Go through the entries and copy every line that has the string "NullReferenceException" in it.

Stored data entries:

:::

Issue #415, opened 2016-12-08
NullReferenceException when using ShouldNotHaveFlag


niklaskallander:
Hi,

I'm getting a NullReferenceException when using the ShouldNotHaveFlag assertion. Nothing is null on the specific code-line where I use it. However, the enum value does in fact have the flag I'm expecting it **not** to have (if that helps).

:::

**SOLUTION TO THIS EXERCISE:**
NullReferenceException when using ShouldNotHaveFlag
I'm getting a NullReferenceException when using the ShouldNotHaveFlag assertion. Nothing is null on the specific code-line where I use it. However, the enum value does in fact have the flag I'm expecting it **not** to have (if that helps).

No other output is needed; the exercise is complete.